YOUR INSTRUCTIONS
With both ends included, repeat exactly the lines of the entries below from the one containing "- New regression" down to the one containing "## Scope note", and no others.

INPUT
PR #1308, opened 2026-09-03
fix(enforcement): treat null-device sinks as non-paths and write-redirect targets as writes

EricSanchezok:
## Summary

Fix autonomous-profile false-positive denials of benign read-only bash compound commands, and close an inverse write-classification hole.

- **Null-device sinks are never filesystem paths.** Path candidates now terminate at closing shell punctuation (`)`, `}`), and the `/dev/null`-family sink set (`/dev/null`, `/dev/zero`, `/dev/random`, `/dev/urandom`, `/dev/stdin|stdout|stderr`, `/dev/fd/N`) is dropped from absolute-path extraction and shell-argument operand parsing. A redirect such as `2>/dev/null)` glued to a subshell/loop close no longer surfaces as the pseudo path `/dev/null)` → non-bypassable `file_external_write`.
- **`stripAllowedRedirects` recognizes all null-sink spellings** (`>`, `1>`, `2>`, `&>`, `>>` to the null device, including glued closing punctuation), so read-only classification is not misled by an empty sink.
- **Write-redirect targets classify as writes.** A new `writeRedirectTargets` walker treats statically resolvable `>`/`>>`/`>|`/`&>`/`&>>`/`N>`/`<>` targets as genuine writes even when the rest of the segment is read-only — closing the hole where `git status > /tmp/out` misclassified an external write as a bypassable external read (allowed in autonomous, actually writing the host file).
- **Conservative boundaries preserved:** literal external writes (`cp a /etc/x`, `mv` across the boundary, `dd of=/dev/sda`), protected paths, and dynamic-`cd` compounds (`for d in */; do (cd "$d" && …)`) keep their existing denies, asserted by regression tests.

The motivating case — a read-only git repo-scan loop over subdirectories with `2>/dev/null` sinks and a `/tmp` output variable — is now allowed under autonomous instead of hard-denied.

## Verification

- New regression file `packages/synergy/test/enforcement/autonomous-sink-regression.test.ts`: 14 tests covering the repo-scan script (allowed, no external path), the null-sink spelling family (allowed), dynamic-`cd` conservative deny, literal external writes / protected paths (denied), input redirection preserved as read, and write-redirect target classification (external = denied write, workspace = workspace write).
- Enforcement suite: 1212 pass / 0 fail (`bun test test/enforcement`).
- Bash tool + workspace suites: 83 pass / 0 fail.
- Control-profile + sandbox suites: 308 pass / 0 fail.
- `bun run typecheck`, `bun run lint`, `bun run decision:check`, `bun run doc:check`, `bun run test-layout:check`, prettier: all pass.
- `quality:quick`: 15/16 — the single failure (`deps:check`) is a local environment issue (dependency-cruiser does not support the local Node 23.11); CI runs on the supported LTS line and this change adds no imports or dependency-graph edges.
- `test:changed` failures observed during a full run (BossRuntime/daemon/library/migration timeouts) reproduced as load flakes: isolated re-runs pass (e.g. ExperienceRecall UCB1 5/5).

## Scope note

This change is the classifier-fix layer of the Blueprint (Phase A plus the write-redirect security fix). The OS-sandbox enforcement layer (wrapping autonomous bash, controlled temp write roots, fail-closed fallback) is intentionally not included: platform probing showed macOS `sandbox-exec` cannot remap `/tmp` to a controlled root (no mount namespace), the current `workspace_write` sandbox profile cannot express autonomous's full-disk-read / network contract, and the nested environment cannot run sandbox-exec end-to-end. That layer needs a dedicated multi-platform design + E2E matrix and is tracked as follow-up.


EricSanchezok:
Correction to the scope note in the PR description: this PR now includes the OS-sandbox enforcement layer (Blueprint Phase B) in commit d1028bc25.

- Autonomous profile-auto-allowed bash no longer bypasses the OS sandbox: the resolver only calls markShellSandboxBypass for non-autonomous profiles, so autonomous bash runs inside the workspace_write wrapper (variable redirect targets such as `out=/tmp/...` are contained at execution time).
- Autonomous writable roots include the workspace-controlled temporary root (`<workspace>/.synergy/tmp`, session-scoped), the gate seeds its sandbox write roots from the resolved profile roots, and sandboxed bash points TMPDIR/TMP/TEMP at the controlled root. Host shared /tmp writes remain file_external_write deny.
- The autonomous sandbox fallback defaults to deny (fail-closed); guarded keeps warn, and sandbox.fallbackPolicy / sandbox.enabled / profile switch remain the escapes.
- The macOS deny-default backend is repaired: Seatbelt allow rules nest parameters inside path filters (bare param filters are rejected by sandbox-exec), and the profile imports Apple's system.sb (required for child viability on current macOS; verified: workspace + controlled-root writes succeed, host /tmp writes denied with no file created).

Regression anchors: tool-resolver-autonomous-sandbox.test.ts (incl. real-OS-sandbox execution tests), controlled-write-root.test.ts, sandbox-fallback.test.ts; architecture doc and an implemented decision record are updated in the same commit.

yzxoi:
## Review findings — verified on head `373d6c43e`

Verified working: the null-sink fix (`2>/dev/null)` no longer mints a pseudo path) and the `>`/`>>`/`&>` write-redirect classification; all new suites pass locally (22/22). Four blockers remain — three introduced by the Phase B sandbox commit (`d1028bc25`).

### 1. `writeRedirectTargets` alternation dead branch — `>|` write hole stays open (`gate.ts`)

`>` precedes `>\|` in the alternation so `>\|` is dead code: `>\| /tmp/out` matches bare `>`, captures target `|`, and resolves the pseudo path `${cwd}/|`. `>&word` (non-fd) is misparsed the same way (`${cwd}/&`). Gate probe on head (autonomous, worktree workspace):

| command                    | head decision | capabilities                                         |
| -------------------------- | ------------- | ---------------------------------------------------- |
| `git status > /tmp/out`    | deny          | `file_external_write:/tmp/out` ✅                    |
| `git status >\| /tmp/out`  | **allow**     | `file_external_read:/tmp/out` + `file_write:…/\|` ❌ |
| `git status 2>\| /tmp/out` | **allow**     | same shape ❌                                        |
| `git status >& /tmp/out`   | **allow**     | `file_external_read:/tmp/out` + `file_write:…/&` ❌  |

In bash, `>\|word` (clobber) and `>&word` (combined stdout+stderr to file) are unconditional writes — exactly the hole this PR closes. The pseudo paths also leak into the sandbox policy: `getSandboxPolicy()` accumulates writable roots `…/|` and `…/&` plus their `.git` entries in `protectedPaths`.

### 2. The walker is quote-blind — new hard denies for benign commands

`segment.split(/\s+/)` pairs a `>` that is quoted string content with the next whitespace token. `git log --oneline --grep='a > /tmp/y'` → **deny** `file_external_write:/tmp/y` on head (base `dev`: allow). The `>` is a search pattern inside single quotes; nothing is written. Same family: `rg "> /tmp/out" src`, and `(( i > 5 ))` mints a bogus `file_write:${cwd}/5`.

### 3. Phase B sandbox has no outbound network for autonomous bash

`macos.ts` (deny-default path) hardcodes `approvedNetwork: false`; the Linux helper profile hardcodes `network.mode: "restricted"` (`--unshare-net`). The gate's accumulated `approvedNetwork` and the profile network contract are never threaded into `prepareWrapper`. Real `sandbox-exec` probe with the product-generated profile: DNS resolution fails, direct-IP connect fails. Phase B routes **every** autonomous bash through the sandbox, so `git fetch`/`git push`/`gh`/`curl`/`npm install`/`bun install` are dead — while the autonomous ruleset allows `network_request`.

### 4. Sandbox/permission parity breaks git itself (macOS)

- `workspace/.git` is write-denied (`PROTECTED_METADATA_PATH_NAMES` + per-writable-root `.git` injection), but the gate classifies `git commit` / `git branch` as workspace `file_write` → **allow**. Real sandbox probe: both fail with `Operation not permitted`. Allowed-but-always-fails, under `fallback: deny` with no warning surface.
- Read roots miss developer-toolchain locations. On a Homebrew machine `git log` itself fatal-errors in-sandbox: `fatal: unable to access '/opt/homebrew/etc/gitconfig': Operation not permitted`. `/private/etc` (TLS config for curl), `/usr/local`, `/private/var/select` are likewise unreadable.
- `autonomous` declares `readRoots: ["/"]`, but the sandbox enforces runtime-roots + home sibling-deny, so full-disk read silently becomes workspace + runtime read.

### Fixes

Pushing to this branch next: shell-aware rewrite of `writeRedirectTargets` (quote/escape/`((`/`[[` context, correct operator order, `>&word` handling); network mode threading so autonomous sandboxed bash keeps the profile's network contract; macOS platform read-root additions; `.git` sandbox-write parity with the permission layer while keeping `.agents`/`.codex`/credential protection; regression tests for each.

yzxoi:
## Fixes pushed — both review rounds addressed

Two commits pushed to this branch:

### `5e0543599` — fix(enforcement): quote-aware write-redirect walker and network capability parity

Addresses review items 1–2 (walker dead branch + quote blindness):

- **`>|`, `2>|`, `>&word` now classify as external writes.** The walker is rewritten shell-aware instead of regex-splitting tokens: operator alternation is ordered so `>|`/`&>`/`>>`/`&>>` resolve their real targets, and `>&word` (combined stdout+stderr to a file) is distinguished from fd duplication `>&N`/`>&-`. The pseudo paths (`/ws/|`, `/ws/&`) that previously leaked into the sandbox policy are gone.
- **Quoted `>` is string content**: `git log --grep='a > /tmp/y'`, `rg '> /tmp/y'`, and arithmetic/`[[ ]]` comparisons no longer mint write targets. Heredoc bodies are masked before every extractor (`cat <<'EOF'` body lines are literal data).
- **Network capability parity**: `NETWORK_PATTERNS` now includes the developer workflow commands (`git fetch/pull/clone/push/ls-remote`, `npm`/`bun`/`pnpm`/`yarn` install/add, `go get`/`go mod download`), so the gate mints `network_request` for them.
- 30 new regression tests (all spellings, quotes, arithmetic, heredocs, null sinks, network commands, sandbox-mode parity).

### `df98cbba8` — fix(sandbox): thread gate network mode, macOS read roots, granular .git protection

Addresses review items 3–4 (sandbox/permission parity):

- **Sandbox network follows the gate.** `networkMode` threads from the gate's sandbox policy into the macOS/Linux/Windows backend profiles (previously hardcoded restricted). macOS full networking pairs `(allow network*)` with `system.sb`'s `(system-network)` helper — a bare `(allow network*)` fails DNS under `(deny default)`; validated live with `sandbox-exec` (HTTPS 200, DNS resolves).
- **macOS read roots fixed.** Deny-default profiles now read the developer toolchain roots (`/opt/homebrew`, `/usr/local`, Command Line Tools, `/etc`), and home sibling denies skip explicitly allowed user runtime read roots (`~/.gitconfig`, `~/.config/git`, `~/.bun`) or their ancestors — sibling denies previously won over the allows, so `git log` itself fatal-errored in-sandbox on Homebrew machines.
- **Granular `.git` write protection.** Whole-directory `.git` protection (Seatbelt subpaths, Linux helper ro-binds, and the `.git` metadata-name blanket / create-monitor) is replaced by `.git/hooks` + `.git/config` read-only: `git commit`/`git branch`/index/object/ref writes keep working while the hook-execution and config-tamper surface stays protected. `.agents`/`.codex` remain blanket-protected.
- Sandbox parity suite added (12 tests); existing multi-root/phase2/linux-multi-root tests updated to the granular semantics; docs and the sandbox-containment decision record updated.

**Verification** (all local, macOS): enforcement + sandbox + control-profile suites 1509/1509 pass; `tsgo --noEmit` clean; oxlint 0 warnings; prettier clean. CI is running on the pushed head.

yzxoi:
## End-to-end re-verification of the full PR — two more fixes pushed

Re-reviewed the entire PR on the final head (now rebased onto the latest `dev` via the merge). All previously fixed areas verified, and the audit found two more defects — both pushed in `52fc5d0df`:

### `52fc5d0df` — fix(sandbox): gate network mode on plugin shell.run; skip missing metadata ro-binds

1. **Plugin `shell.run` path was still offline.** `host-services-runtime.ts` prepared its sandbox wrapper without `networkMode`, so a plugin `shell.run` the gate approved as a network command (`git fetch`, `curl`) still compiled a restricted profile and lost outbound access — the same bug class already fixed for the tool-resolver path, left on the second execution chain. It now threads `sandboxPolicy.network.mode` identically.
2. **Linux helper would have hard-failed on every sandboxed bash.** The Linux helper's per-writable-root metadata ro-bind loop mounts `.agents`/`.codex` unconditionally whenever `protectedMetadataNames` is set, and bwrap hard-fails on a missing `--ro-bind` source — most workspaces have neither directory at launch. `df98cbba8` activated this latent loop by emitting `[".agents", ".codex"]`, which would have broken Linux entirely (TS tests only parse the JSON; Rust tests never execute bwrap). Fix: mount only metadata directories that exist; creation inside the sandbox stays blocked by the `ProtectedCreateMonitor`, so the create vector remains covered. New Rust regression test `metadata_ro_bind_skips_missing_and_binds_existing`.

### Full-PR audit summary (head `52fc5d0df`, after `dev` merge)

- **Walker/classification** (`5e0543599`): quote-aware, `>|`/`2>|`/`>&word` hole closed, quoted/arithmetic/`[[ ]]`/heredoc blind spots fixed, network commands mint `network_request`. ✅
- **Sandbox network** (`df98cbba8` + `52fc5d0df`): gate `networkMode` now threads through tool-resolver **and** plugin host-service paths into macOS/Linux/Windows backends; macOS `full` pairs `(allow network*)` with `(system-network)` (DNS validated live via `sandbox-exec`). ✅
- **macOS read parity**: developer toolchain roots read; sibling denies skip explicitly allowed user runtime read roots — `git log` no longer fatal-errors. ✅
- **Git write parity**: granular `.git/hooks` + `.git/config` protection (Seatbelt + Linux helper), `.agents`/`.codex` still blanket-protected; `git commit`/`branch` writes work. ✅
- **No leftover hardcoded `approvedNetwork: false`** in any backend. ✅

### Verification (all local)

- TS: enforcement + sandbox + control-profile + plugin shell-host-service suites **1515/1515 pass** on the final merged head.
- Rust helper: **108/108 pass** incl. the new metadata ro-bind regression test.
- `tsgo --noEmit` clean; oxlint 0 warnings.
- CI re-running on the pushed head.

yzxoi:
@synergy-agent review

yzxoi:
## Verified your re-review findings — fixing all three, pushing next

Thanks for the re-review. I verified each item against head `52fc5d0df` before responding:

1. **Blocking (external reads dropped by the wrapper) — confirmed with a live probe.** After `cat /etc/passwd` is auto-allowed, `gate.getSandboxPolicy().fileSystem.readableRoots` does contain `/etc/passwd` (accumulated at the allow decision), but the `sandboxPrepare` wrapper formula (`tool-resolver.ts:1591`) forwards only `[synergyRoot, ...trustedRoots, ...extRoots, ...input.extraReadRoots]` — so the gate-allowed path is invisible inside the wrapper. Fix: forward the full `sandboxPolicy.fileSystem.readableRoots` (deduped) at both the tool-resolver and the plugin `shell.run` wrapper sites, which also restores gate/allowed-read parity on Linux (`--tmpfs /` plans) without touching the profile's readRoots contract.
2. **Should-verify (Linux full-network `/etc`) — agreed.** Linux readable roots lack `/etc`; when `networkMode: "full"` the child shares the host netns but `resolv.conf` and CA stores are hidden by the tmpfs root. Fix: ro-bind `/etc` when full network is approved (alongside an existence filter on Linux readable roots so missing home-runtime roots can't hard-fail bwrap).
3. **Minor (`sessionKey` has no producers) — agreed.** Threading `sessionKey` from the session into `EnforcementGate.create` → profile resolution makes the sandbox write roots include the session-scoped controlled root, matching the `TMPDIR` derivation in `local.ts`; the decision-record claim then holds.

Tests for each will land in the same push.

yzxoi:
## All three re-review findings fixed — pushed in `db8aff14f`

### 1. Blocking — gate-approved external reads now reach the sandbox wrapper

Both wrapper sites now merge the full gate-readable set into `extraReadRoots` (deduped, order-preserving):

- `tool-resolver.ts` bash `sandboxPrepare`: `[...new Set([...(sandboxPolicy?.fileSystem.readableRoots ?? []), synergyRoot, ...trustedRoots, ...extRoots, ...input.extraReadRoots])]`
- `host-services-runtime.ts` plugin `shell.run`: same merge before `Global.Path.root` + trusted roots

The probe that demonstrated the gap now passes at the unit level: after `cat /etc/hosts` auto-allows under autonomous, `/etc/hosts` is in `getSandboxPolicy().fileSystem.readableRoots` **and** in the prepared wrapper's `extraReadRoots` — so on Linux `--tmpfs /` plans, gate-allowed external reads execute instead of ENOENT. Resolver-level regression test asserts the forwarding through the mock wrapper.

### 2. Should-verify — Linux full-network `/etc` ro-bind

`LinuxBackend.prepare` appends existence-filtered DNS/TLS config paths (`/etc`, `/etc/resolv.conf`, `/run/systemd/resolve`, `/var/run/systemd/resolve`) to `readableRoots` when `networkMode === "full"`. The Rust helper ro-binds them read-only; children sharing the host netns can now resolve DNS and verify TLS certs. Regression test asserts `/etc` is present under `full` and absent under `restricted`.

### 3. Minor — `sessionKey` now has producers

`EnforcementGate.create` accepts `sessionKey` and threads it into profile resolution (`ControlProfileCompiler.resolve`). Both tool-resolver gate sites pass `runtimeInput.session?.id`; the plugin `shell.run` gate passes `input.invocation.sessionId`. The autonomous controlled temp root is now session-scoped (`<ws>/.synergy/tmp/synergy-<pid>-<session>`), matching the TMPDIR derivation in `local.ts` — concurrent sandboxed shells cannot see each other's temp files, and the decision-record isolation claim holds. New unit test asserts the session-scoped root lands in `writableRoots`.

### Verification

- New focused tests (readable-root-session, resolver forwarding, Linux full/restricted `/etc`): **20/20 pass** (spot-checked), full targeted set **88/88 pass**
- Full enforcement + sandbox + control-profile dirs: **1512/1512 pass**
- `tsgo --noEmit` clean; oxlint 0 warnings
- CI re-running on `db8aff14f`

WRITTEN SOLUTION
- New regression file `packages/synergy/test/enforcement/autonomous-sink-regression.test.ts`: 14 tests covering the repo-scan script (allowed, no external path), the null-sink spelling family (allowed), dynamic-`cd` conservative deny, literal external writes / protected paths (denied), input redirection preserved as read, and write-redirect target classification (external = denied write, workspace = workspace write).
- Enforcement suite: 1212 pass / 0 fail (`bun test test/enforcement`).
- Bash tool + workspace suites: 83 pass / 0 fail.
- Control-profile + sandbox suites: 308 pass / 0 fail.
- `bun run typecheck`, `bun run lint`, `bun run decision:check`, `bun run doc:check`, `bun run test-layout:check`, prettier: all pass.
- `quality:quick`: 15/16 — the single failure (`deps:check`) is a local environment issue (dependency-cruiser does not support the local Node 23.11); CI runs on the supported LTS line and this change adds no imports or dependency-graph edges.
- `test:changed` failures observed during a full run (BossRuntime/daemon/library/migration timeouts) reproduced as load flakes: isolated re-runs pass (e.g. ExperienceRecall UCB1 5/5).

## Scope note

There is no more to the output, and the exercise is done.